É tudo ficção mesmo, gente!
Descobri que a caretice me atrai. Não tem nada a ver comigo essa coisa de ser porra-louca, de beber todos os dias, de vagar sem rumo. É tudo besteira. Fico por aí dizendo que o romance da minha vida foi Lolita, que o show da minha vida foi o do Bowie e que eu adorei Lucía e o Sexo só para aparecer. Adoro lembrar o significado do radical grego do meu nome, mas nunca participei de nenhuma suruba e meu sonho de diversão numa casa de swing não passa de sonho.
É uma perda de tempo ficar querendo ser uma coisa que não sou. Eu deveria voltar para a Igreja, isso sim. Tem mais a ver comigo ficar rezando Salve Rainha em latim do que ouvir Mutantes. Para o caralho com os filmes do Lynch! Eu os vejo porque acho onda. E Rimbaud então? Eu nunca entendi de verdade a porra do Rimbaud.
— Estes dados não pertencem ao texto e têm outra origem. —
PR #399, opened 2020-03-18
[Code health] Add dependency health badge to README

shobhitagarwal1612:
Generates SVG from json report and adds badge to README

**Demo**
https://github.com/shobhitagarwal1612/ground-android/tree/generate_dependency_status

**Screenshot** 
image

(Follow up of https://github.com/google/ground-android/pull/398)


cloud-builder/generate_dependency_health_svg.py
```diff
@@ -0,0 +1,87 @@
...
+COLOR_GREEN = '#43CC11'
+
+
+def get_status_color(health):
+    if health >= 67:
+        return COLOR_GREEN
+    elif 33 < health < 67:
+        return COLOR_ORANGE
+    else:
+        return COLOR_RED
```
shobhitagarwal1612: @gino-m @scolsen @dturner 
Thoughts on the current chosen range?

cloud-builder/generate_dependency_health_svg.py
```diff
@@ -0,0 +1,87 @@
+"""Generates a SVG by parsing json report.
```
gino-m: This should have Copyright header as well.

cloud-builder/generate_dependency_health_svg.py
gino-m: I like the last one (5 ranges), since I think the impact of having older dependencies shouldn't be weighted so harshly - this way we'll have more yellow and green, only slipping into orange if we're really out of date.

cloudbuild.yaml
```diff
@@ -105,14 +105,27 @@ steps:
...
+
+          # Build Status
           if [[ $(< build-status.txt) == "fail" ]]; then
             gsutil cp cloud-builder/failure.svg gs://${_CACHE_BUCKET}/status.svg
           else
             gsutil cp cloud-builder/success.svg gs://${_CACHE_BUCKET}/status.svg
           fi
 
-          # Make file public readable
+          # Make files public readable
```
gino-m: Nit: public -> publicly

PR #401, opened 2020-03-18
[Cleanup] Replace manual subscription handling with ViewModel

shobhitagarwal1612:
Resolves a TODO added in https://github.com/google/ground-android/pull/386

- Factor out Photo Field UI elements into photo_field.xml
- Reuse above layout and PhotoFieldViewModel to render ObservationDetailsFragment

Tested manually:
- ObservationDetailsFragment page (both with and without image)
- EditObservationFragment page (both with and without image)


shobhitagarwal1612:
@gino-m PTAL!

gnd/src/main/java/com/google/android/gnd/ui/observationdetails/ObservationDetailsFragment.java
```diff
@@ -156,35 +149,25 @@ private void addField(Field field, Observation observation) {
...
               }
             });
   }
 
+  private void addPhotoField(ViewGroup container, Field field, Response response) {
+    PhotoFieldBinding photoFieldBinding = PhotoFieldBinding.inflate(getLayoutInflater());
+    PhotoFieldViewModel photoFieldViewModel = viewModelFactory.create(PhotoFieldViewModel.class);
+    photoFieldBinding.setLifecycleOwner(this);
+    photoFieldBinding.setViewModel(photoFieldViewModel);
+    photoFieldViewModel.updateField(response, field);
```
gino-m: It appears this method is called both from `init()` and here. Is this intentional? If so, why?

shobhitagarwal1612: `init()` takes an `ObservableMap` as a parameter and calls `updateField()` whenever the response is changed. Here, we don't call `init()` as this is a one time update.

shobhitagarwal1612: Makes me wonder if `init()` should a part of `PhotoFieldViewModel` at all....

PR #402, opened 2020-03-18
Clean up MapAdapter

scolsen:
This PR contains two minor clean up changes to the MapAdapter:

- Use timber for logging
- Remove the renderJsonLayer -- we don't need it anymore since we now take a viewport based approach to offline area selection﻿

### DIFF
--- a/gnd/src/main/java/com/google/android/gnd/ui/map/gms/GoogleMapsMapAdapter.java
+++ b/gnd/src/main/java/com/google/android/gnd/ui/map/gms/GoogleMapsMapAdapter.java
@@ -51,7 +51,6 @@ import timber.log.Timber;
  */
 class GoogleMapsMapAdapter implements MapAdapter {
 
-  private static final String TAG = GoogleMapsMapAdapter.class.getSimpleName();
   private final GoogleMap map;
   private final Context context;
   private final MarkerIconFactory markerIconFactory;
@@ -197,7 +196,7 @@ class GoogleMapsMapAdapter implements MapAdapter {
   }
 
   private void removeMarker(Marker marker) {
-    Timber.tag(TAG).v("Removing marker %s", marker.getId());
+    Timber.v("Removing marker %s", marker.getId());
     marker.remove();
   }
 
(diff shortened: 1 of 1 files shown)


gnd/src/main/java/com/google/android/gnd/ui/map/gms/GoogleMapsMapAdapter.java
```diff
@@ -197,15 +197,15 @@ private static LatLng toLatLng(Point point) {
   }
 
   private void removeMarker(Marker marker) {
-    Log.v(TAG, "Removing marker " + marker.getId());
+    Timber.tag(TAG).v("Removing marker %s", marker.getId());
```
shobhitagarwal1612: We don't need to mention a custom tag. Timber uses the filename as the default tag. 

So, the above can be written as `Timber.v("Removing marker %s", marker.getId());`

gnd/src/main/java/com/google/android/gnd/ui/map/gms/GoogleMapsMapAdapter.java
```diff
@@ -197,15 +197,15 @@ private static LatLng toLatLng(Point point) {
...
     marker.remove();
   }
 
   private int parseColor(@Nullable String colorHexCode) {
     try {
       return Color.parseColor(String.valueOf(colorHexCode));
     } catch (IllegalArgumentException e) {
-      Log.w(TAG, "Invalid color code in layer style: " + colorHexCode);
+      Timber.tag(TAG).w("Invalid color code in layer style: %s", colorHexCode);
```
shobhitagarwal1612: Same as above

gnd/src/main/java/com/google/android/gnd/ui/map/gms/GoogleMapsMapAdapter.java
shobhitagarwal1612: This also makes `TAG` variable unused. So, please remove that as well

scolsen: Gotcha, done! 513ef9a

scolsen:
Thanks @shobhitagarwal1612! It's ready for another check when you get a chance.

PR #406, opened 2020-03-20
[Feature] Add button to switch map type

shobhitagarwal1612:
Demo:

map_type_2


gino-m:
Thanks for the change! Is there any background on why this is needed or preferred? Before starting a change please make sure there's an Issue filed so we can discuss, since we need to consider all the different ongoing feature development and how they'll fit together.

Note that we're using the [] before the PRs and Issues to indicate which feature/subarea of the app is being changes, not the type of PR/issue.

shobhitagarwal1612:
> Thanks for the change! Is there any background on why this is needed or preferred? Before starting a change please make sure there's an Issue filed so we can discuss, since we need to consider all the different ongoing feature development and how they'll fit together.

Sorry for being so impatient. I remember asking for this feature in hangouts some days ago and you replied that it would somewhat similar to Google Maps. Point noted for future issues.

Points regarding use cases:
 - Satellite view requires better internet connection if offline tiles are not available as it consumes for data
 - I prefer using normal view when navigating using maps as it contains less details.

> Note that we're using the [] before the PRs and Issues to indicate which feature/subarea of the app is being changes, not the type of PR/issue.

Done

gnd/src/main/java/com/google/android/gnd/ui/map/gms/GoogleMapsMapProvider.java
```diff
@@ -73,29 +74,28 @@ public Fragment getFragment() {
...
   @Override
-  public HashMap<Integer, String> getMapTypes() {
-    HashMap<Integer, String> hashMap = new HashMap<>();
-    hashMap.put(GoogleMap.MAP_TYPE_NONE, "None");
-    hashMap.put(GoogleMap.MAP_TYPE_NORMAL, "Normal");
-    hashMap.put(GoogleMap.MAP_TYPE_SATELLITE, "Satellite");
-    hashMap.put(GoogleMap.MAP_TYPE_TERRAIN, "Terrain");
-    hashMap.put(GoogleMap.MAP_TYPE_HYBRID, "Hybrid");
-    return hashMap;
+  public Map<Integer, String> getMapTypes() {
```
gino-m: Please use an ImmutableMap<> defined in a constant instead. The constant can then be returned from this method.

gino-m: Also add `// TODO: i18n.`

gino-m:
> Sorry for being so impatient. I remember asking for this feature in hangouts some days ago and you replied that it would somewhat similar to Google Maps. Point noted for future issues.

No worries. We'd normally want to discuss such a change more in depth with UX Designers (@coreyleamon fyi), but since we know we'll need to have a layer switcher eventually to control offline imagery let's keep this change and iterate on it as we get more clarity. Over to @scolsen for review!

gnd/src/main/res/values/strings.xml
```diff
@@ -140,5 +140,6 @@
   <string name="cancel">Cancel</string>
   <string name="join_project">Join project</string>
   <string name="photo_preview">Photo preview</string>
+  <string name="select_map_type">Select Map Type</string>
```
gino-m: Nit: "Select map type"

gnd/src/main/java/com/google/android/gnd/ui/home/mapcontainer/MapContainerFragment.java
```diff
@@ -72,6 +74,26 @@
   private HomeScreenViewModel homeScreenViewModel;
   private MainViewModel mainViewModel;
 
+  @OnClick(R.id.map_type_btn)
```
gino-m: We're trying to move away from Butterknife in favor of Data Binding to ViewModels - could we do that here instead?

shobhitagarwal1612: I agree that the class needs a refactor, but doing that in the same PR would broaden the scope. We can open a new refactor bug to handle that independently. Wdyt?

gino-m: I mainly didn't want to add a new instance of Butterknife binding if we could avoid it, esp. since we already have a MapContainerViewModel. Is it just a question of defining `onMapTypeButtonClick()` in the view model and exposing an `Observable<Event<Nil>>` to trigger the dialog in the view? If so I'd prefer to add it straight away if possible. If you have your hands full atm though please lmk and I can try to send a PR to your branch with the recommended changes!

shobhitagarwal1612: Done

gnd/src/main/res/drawable/map_layers.xml
```diff
@@ -0,0 +1,29 @@
...
+  android:width="24dp"
+  android:height="24dp"
+  android:viewportWidth="24"
+  android:viewportHeight="24">
+
+  <path android:pathData="M0 0h24v24H0V0z" />
+  <path
+    android:fillColor="#000000"
+    android:pathData="M11.99 18.54l-7.37-5.73L3 14.07l9 7 9-7-1.63-1.27zM12 16l7.36-5.73L21 9l-9-7-9 7 1.63 1.27L12 16zm0-11.47L17.74 9 12 13.47 6.26 9 12 4.53z" />
+</vector>
```
scolsen: Missing newline

gnd/src/main/res/layout/map_container_frag.xml
```diff
@@ -86,20 +102,24 @@
...
       android:clickable="true"
+      android:focusable="true"
       android:onClick="@{() -> homeScreenViewModel.openNavDrawer()}"
+      android:padding="16dp"
       android:src="@drawable/ic_menu_black_24dp"
-      android:tint="@color/colorBackground"/>
+      android:tint="@color/colorBackground" />
 
   </FrameLayout>
 </layout>
```
scolsen: Missing newline

gnd/src/main/java/com/google/android/gnd/ui/map/MapAdapter.java
```diff
@@ -70,6 +70,12 @@
   /** Update map pins shown on map. */
   void setMapPins(ImmutableSet<MapPin> pins);
 
+  /** Get current map type. */
+  int getMapType();
+
+  /** Update map type. */
+  void setMapType(int mapType);
```
scolsen: Instead of using `int` here directly should we abstract away the particular map types of a given Map impl and introduce an enum and some conversion functions to allow us to set the types regardless of the underlying adapter?

@gino-m wdyt?

e.g. on the adapter we'd have some FN setMapType(TypeENUM) instead of int.

No need to do this now.

gnd/src/main/res/drawable/map_layers.xml
shobhitagarwal1612: Thanks.
We should probably automate this check as well using pmd or checkstyle.

gnd/src/main/java/com/google/android/gnd/ui/map/MapAdapter.java
gino-m: It may make sense to define an enum at the interface level with a superset of basemap types, yes. Also +1 that it can be done in a follow up (please add a TODO)?

Also, somewhere we should clarify that Map Type refers to the basemap shown below map features and offline satellite imagery - they're called "map styles" in Mapbox and "basemaps" in Leaflet.

shobhitagarwal1612: Thanks @scolsen and @gino-m! Done

gnd/src/main/java/com/google/android/gnd/ui/home/mapcontainer/MapContainerViewModel.java
```diff
@@ -88,6 +94,9 @@
                 .map(Loadable::value)
                 .switchMap(this::getFeaturesStream)
                 .map(MapContainerViewModel::toMapPins));
+    this.mapLayerUpdateRequests =
```
gino-m: Can we simplify this by eliminating `mapLayerTypeClicks` and just making `mapLayerUpdateRequests` a `MutableLiveData` that gets a new Event on each click (`.setValue(Event.create(..))`)?

gnd/src/main/java/com/google/android/gnd/ui/home/mapcontainer/MapContainerViewModel.java
```diff
@@ -29,34 +28,40 @@
...
 public class MapContainerViewModel extends AbstractViewModel {
 
-  private static final String TAG = MapContainerViewModel.class.getSimpleName();
   private static final float DEFAULT_ZOOM_LEVEL = 20.0f;
   private final LiveData<Loadable<Project>> activeProject;
   private final LiveData<ImmutableSet<MapPin>> mapPins;
   private final LiveData<BooleanOrError> locationLockState;
   private final LiveData<CameraUpdate> cameraUpdateRequests;
   private final MutableLiveData<Point> cameraPosition;
+  private final LiveData<Event<Nil>> mapLayerUpdateRequests;
```
gino-m: `showMapTypeSelectorRequests`?

gnd/src/main/java/com/google/android/gnd/ui/home/mapcontainer/MapContainerViewModel.java
shobhitagarwal1612: Thanks! Done

gnd/src/main/java/com/google/android/gnd/ui/home/mapcontainer/MapContainerViewModel.java
shobhitagarwal1612: Done

PR #413, opened 2020-03-26
[Refactor] Categorised room classes into packages

shobhitagarwal1612:
Motivation behind the PR:
Adding more visibility by reducing the number of files in a package

- Moves room classes into packages based on the type of class (dao, entity, model, converter, relations)
- Log -> Timber
- Reduce visibility of (some) methods


gnd/src/main/java/com/google/android/gnd/persistence/local/room/relations/ProjectEntityAndRelations.java
```diff
@@ -14,10 +14,12 @@
  * limitations under the License.
  */
 
-package com.google.android.gnd.persistence.local.room;
+package com.google.android.gnd.persistence.local.room.relations;
```
gino-m: Are relations sufficiently closely related to entities (entity-relational model) that they should be in the entity package?

shobhitagarwal1612: I don't have a good answer. There are only a few relations till now but I expect this package to expand with more feature additions. Please suggest what would be better to do here?

gino-m: Ok with leaving it as-is, though will point out that number of instances should only be a rough proxy or a tie-breaker when scoping; i.e., we should seek to group things conceptually rather than by number.

gino-m:
Thanks for the cleanup!

Issue #110, opened 2019-06-14
[Offline support] Show notifications with data sync progress


gino-m:
Blocked by #17

shobhitagarwal1612:
Is someone working on this?

gino-m:
> Is anyone working on this?

Not yet! Interested?

shobhitagarwal1612:
Yes. This looks interesting.

gino-m:
All yours! Let's discuss design before starting, please ping or set up a VC!

shobhitagarwal1612:
Will do!

PR #414, opened 2020-03-26
[Notifications] Show notifications when uploading photos

shobhitagarwal1612:
Towards #110 

For testing: Use `FROGS` project or create one having a photo field


gnd/src/main/java/com/google/android/gnd/persistence/remote/RemoteStorageManager.java
```diff
@@ -31,5 +32,5 @@
   Task<Uri> getDownloadUrl(String remoteDestinationPath);
 
   /** Uploads file to a remote path. */
-  Completable uploadMediaFromFile(File file, String remoteDestinationPath);
+  Flowable<Event<UploadProgress>> uploadMediaFromFile(File file, String remoteDestinationPath);
```
gino-m: Why wrapping with `Event`? It's used as a "Wrapper for events passed through streams that should be handled at most once.". It's primarily used to prevent UIs from showing the same message more than ones. In this case, it seems you'd want to just stream the UploadProgress with `Backpressure.LATEST`.

gnd/src/main/java/com/google/android/gnd/persistence/remote/firestore/FirestoreStorageManager.java
```diff
@@ -65,27 +68,35 @@ private StorageReference createReference(String path) {
...
+      File file, String remoteDestinationPath) {
+    return Flowable.create(
         emitter ->
             createReference(remoteDestinationPath)
                 .putFile(Uri.fromFile(file))
                 .addOnCompleteListener(uploadTask -> emitter.onComplete())
-                .addOnFailureListener(emitter::onError)
+                .addOnPausedListener(
+                    taskSnapshot -> {
+                      emitter.onNext(Event.create(new UploadProgress(UploadState.PAUSED)));
```
gino-m: Instead of calling `new` directly, consider adding "static constructor" methods like `UploadProgress.paused()` and UploadProgress.inProgress(byteCount, bytesTransferred).

gnd/src/main/java/com/google/android/gnd/persistence/remote/firestore/FirestoreStorageManager.java
```diff
@@ -65,27 +68,35 @@ private StorageReference createReference(String path) {
...
-                      Timber.d("Uploading in progress: %s %f", remoteDestinationPath, completed);
-                    }));
+                    taskSnapshot ->
+                        emitter.onNext(
+                            Event.create(
+                                new UploadProgress(
+                                    UploadState.IN_PROGRESS,
+                                    (int) taskSnapshot.getTotalByteCount(),
+                                    (int) taskSnapshot.getBytesTransferred())))),
+        BackpressureStrategy.BUFFER);
```
gino-m: Only use buffer if it's important that downstream subscribers catch every single value. In this case, only the latest value is relevant, so we'd use LATEST.

gnd/src/main/java/com/google/android/gnd/persistence/sync/PhotoSyncWorker.java
```diff
@@ -66,7 +72,8 @@ public Result doWork() {
       try {
         remoteStorageManager
             .uploadMediaFromFile(new File(localSourcePath), remoteDestinationPath)
-            .blockingAwait();
+            .blockingForEach(
```
gino-m: Are we showing a notification for each photo being uploaded? Ideally we'd have a single status bar for sync progress.

shobhitagarwal1612: For now, yes. I plan to add notifications to all workers, then move on to refactor PhotoSyncWorker (merge with DataSyncWorker and store mutations in db)

gino-m: I may be wrong, but isn't this fundamentally different than showing a single always-on service UI notification? Won't we be doing a lot of work that will then need to be deleted?

shobhitagarwal1612: Nope, it's just a matter of changing boolean values to keep it sticky and then reuse the same notification for displaying updates. My idea was to have many eyes look at the code without making too many changes at once. But if you think it's better to do all at once, I can give it a try.

gino-m: If it's an incremental change then SGTM!

PR #419, opened 2020-03-26
Adding some comments and questions

dturner:
As a new user to the codebase, and someone unfamiliar with RxJava I thought it'd be useful to add comments/suggestions/questions at points where it took a while for me to grasp what was going on. 

Not intending to merge in this current state, however, if you could answer any questions I can tidy up and merge when we're happy with the comments.


gnd/src/main/java/com/google/android/gnd/repository/ProjectRepository.java
```diff
@@ -97,6 +99,12 @@ public ProjectRepository(
         .compose(Loadable::loadingOnceAndWrap);
   }
 
+  /**
+   * Loads the project with the given id from the remote data store and saves it to the local data
+   * store
+   * @param id - id of project to load
+   * @return A Single representing the project (@see http://reactivex.io/documentation/single.html)
```
gino-m: If we consider Single as low-level types like `Optional` and `Consumer`, would it make sense to count on the user referring to the JavaDoc instead of pointing them to additional docs? We use Rx very widely, and it may become burdensome to consistently link to Rx docs.

gnd/src/main/java/com/google/android/gnd/repository/ProjectRepository.java
```diff
@@ -64,9 +64,11 @@ public ProjectRepository(
     this.localValueStore = localValueStore;
 
     // BehaviorProcessor re-emits last requested project id to late subscribers.
+    // TODO (DT) - Why is this necessary? Under what conditions would there be late subscribers?
```
gino-m: "Late subscribers" here just means UIs that initialized after the active project was loaded. Since the order of initialization of views in Android as often hard to mentally model, we treat it as non-deterministic (and perhaps sometimes it is?). 

I agree Rx concepts are not sufficiently self-describing; that's been a pain point in onboarding. I'm not sure what the best way to mitigate this is; what level of Rx knowledge do you think out docs should assume to strike the right balance between verbosity/redundancy and clarity?

gnd/src/main/java/com/google/android/gnd/MainViewModel.java
```diff
@@ -50,6 +50,8 @@ public MainViewModel(
     this.navigator = navigator;
 
     // TODO: Move to background service.
+    // Add the project repository subscription to the collection of subscriptions which will be
+    // disposed when the view model is cleared
```
gino-m: Should this be explained in the declaration `disposeOnClear()` instead? It's used widely throughout.

dturner:
Yep, will do, this is definitely a WIP and your comments are extremely helpful in getting to grips with the codebase.

gnd/src/main/java/com/google/android/gnd/repository/ProjectRepository.java
dturner: Good point. I will remove the link. A base level of RxJava knowledge is required to work with the codebase and it doesn't make sense for us to teach that to the user.

gnd/src/main/java/com/google/android/gnd/repository/ProjectRepository.java
dturner: I think a class/architecture diagram would reduce the onboarding barrier significantly. I've been sketching one out and will publish when I have it in a useful digital form. 

It's definitely not necessary to explain Rx concepts, but may be necessary to explain which Rx concepts Ground is using and why it's using them.

gnd/src/main/java/com/google/android/gnd/MainViewModel.java
dturner: The confusion for me was that I'm in the constructor and the first method talks about disposing something. I'm thinking "why are we talking about disposing objects when we're creating one?". Digging further it makes sense: the subscription (a `Disposable`) is added to a collection of subscriptions which should be unsubscribed and disposed of when the view model is cleared. 

Perhaps it might read better if split onto 2 lines. Have refactored. WDYT?

dturner:
I'm going to close this out as it's probably not the best method of asking questions/adding comments since the speed of development on master requires virtually continuous rebasing.

gino-m:
> I'm going to close this out as it's probably not the best method of asking questions/adding comments since the speed of development on master requires virtually continuous rebasing.

Sgtm. I'll follow up on a few of the questions here now for posterity though.

gnd/src/main/java/com/google/android/gnd/MainViewModel.java
```diff
@@ -50,11 +51,13 @@ public MainViewModel(
...
-            .getActiveProjectOnceAndStream()
-            .switchMapCompletable(this::syncFeatures)
-            .subscribe());
+    // Subscribe to the project repository
+    Disposable projectSubscription = projectRepository.getActiveProjectOnceAndStream()
+      .switchMapCompletable(this::syncFeatures)
+      .subscribe();
+
+    // Ensure that the subscription is disposed of when the model is cleared
+    disposeOnClear(projectSubscription);
```
gino-m, line 60: This will be a frequent enough usage of RxJava that we may not want to make this explicit on each usage; it's part of understanding that Reactive steam subscriptions must be cleaned up.

gnd/src/main/java/com/google/android/gnd/repository/ProjectRepository.java
gino-m: +1. @mmisim is this something you might be able to help with, i.e. a basic architecture doc -> entry in our Wiki?

mmisim: Yes, I can help with this. I think starting with an architecture diagram and fleshing out into a wiki article would be a good approach. @dturner — do you want me to take a look a what you have so far?

PR #421, opened 2020-03-31
[Background sync] WIP : Run workers in foreground service

### LINKED ISSUE #110: [Offline support] Show notifications with data sync progress

shobhitagarwal1612:
Closes #110

- [x] Adds foreground service

- [x] Enables notifications for all sync workers

- [x] Auto removes sync notification on complete

**[EDIT]**
Questions:
1. The foreground service should terminate after performing its job. Currently, it never gets killed. This drains battery a lot. What should be the ideal behavior in our case?

2. Should clicking on the  "App is running" notification perform some action?

Verified manually:

- Sync notifications for workers
- Sync happens in background if the app is closed


gnd/src/main/java/com/google/android/gnd/persistence/sync/LocalMutationSyncWorker.java
```diff
@@ -72,10 +78,14 @@ public Result doWork() {
     ImmutableList<Mutation> mutations = localDataStore.getPendingMutations(featureId).blockingGet();
     try {
       Timber.v("Mutations: %s", mutations);
-      processMutations(mutations).blockingAwait();
+      processMutations(mutations)
+          .doOnSubscribe(__ -> sendNotification(UploadProgress.starting()))
```
scolsen, line 82: Should we encapsulate all this setup in a method since it's pretty much the same for all workers? Might be overkill since we only have three workers--just a thought.

gnd/src/main/java/com/google/android/gnd/persistence/sync/LocalMutationSyncWorker.java
```diff
@@ -126,4 +136,12 @@ private Mutation incrementRetryCount(Mutation mutation, Throwable error) {
         .setLastError(error.toString())
         .build();
   }
+
+  private void sendNotification(UploadProgress uploadProgress) {
```
scolsen, line 140: Should we add an interface for this method--or make it static and have it live in the Notification manager (we'd just have to make it take the R.string as a second argument)? 

It's more or less the same in the other worker (tiles).

gnd/src/main/java/com/google/android/gnd/workers/TileDownloadWorker.java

Nessa semana eu resolvi que iria escrever uma besteira aqui pelo menos uma vez por dia. E resolvi também que adotaria um tom revoltado com a vida e comigo mesmo. Mas eu não sou assim, merda! Fico perdendo meu tempo dizendo que eu gosto de Saudek, Arbus e Hopper, só que é tudo falso. Eu estou tentando te enganar.
Aí, num dia qualquer, eu bebo uns dois ou três drinks a mais, chego em casa e escrevo a cretina frase "a caretice me atrai". Até nessa confissão eu tento fazer gênero, tento parecer um revoltadinho que eu nunca fui. Seria muito mais sincero se dissesse algo como "eu não sou exatamente o reflexo do que eu pareço ser". Ou algo até menos posudo, como "eu preciso remover minhas máscaras". Mas nem na hora de assumir minha caretice eu consigo ser careta.
E nem acho que sou mais valorizado por essa postura rebelde-intelectual. Do que adianta os outros acharem graça quando eu chamo as meninas de putas se elas não vão querer trepar comigo? Eu nunca consegui comer menina alguma que eu tenha chamado de puta. E para que eu chamo, então?
Olha que eu me acho inteligente, bonito e charmoso. E em ordem inversa. Porra, por que eu não posso somente me achar careta? Por que eu não paro de andar com calças rasgadas, casacos esquisitos, um tamanco horroroso e tênis velhos? Ninguém acha graça na minha cueca samba-canção de sapinhos!
Se me perguntarem, vou dizer que já pratiquei BDSM, mas é mentira. Fiz no máximo umas brincadeiras de curioso. Minha libertinagem é pseudo-ideológica. E com bebida a coisa é pior. Tiro onda de beber cerveja, mas não conseguiria diferenciar uma Guiness de uma Caracu. Warsteiner e Belco fariam o mesmo efeito. E se eu disser que gosto de charutos Romeu e Julieta, exija-me uma explicação para ver minha cara de tapado. Não sou nada disso que pareço. Sou pose, sou marketing.
Devo ter escolhido o jornalismo como profissão por glamour também. Um glamour escroto, aliás, que faz a gente pensar que entendemos de tudo quando na verdade não entendemos de merda alguma. Eu pelo menos sei que sou um merda que entende no máximo de tocar punheta com a coleção velha de Playboy do irmão. Porque só os caretas compram Playboy. Os modernos, como eu quero parecer, dizem que não precisam disso. Nas vezes que eu comprei Playboy eu disse aos amigos que queria ver o trabalho do fotógrafo. Porra, eu dizia isso até para o jornaleiro. Eu fazia pose para um jornaleiro que estava pouco se lixando para minha vida. Eu faço pose até para os palhaços que tentam vender nariz vermelho em sinal de trânsito. Porra, eu não sou mais criança.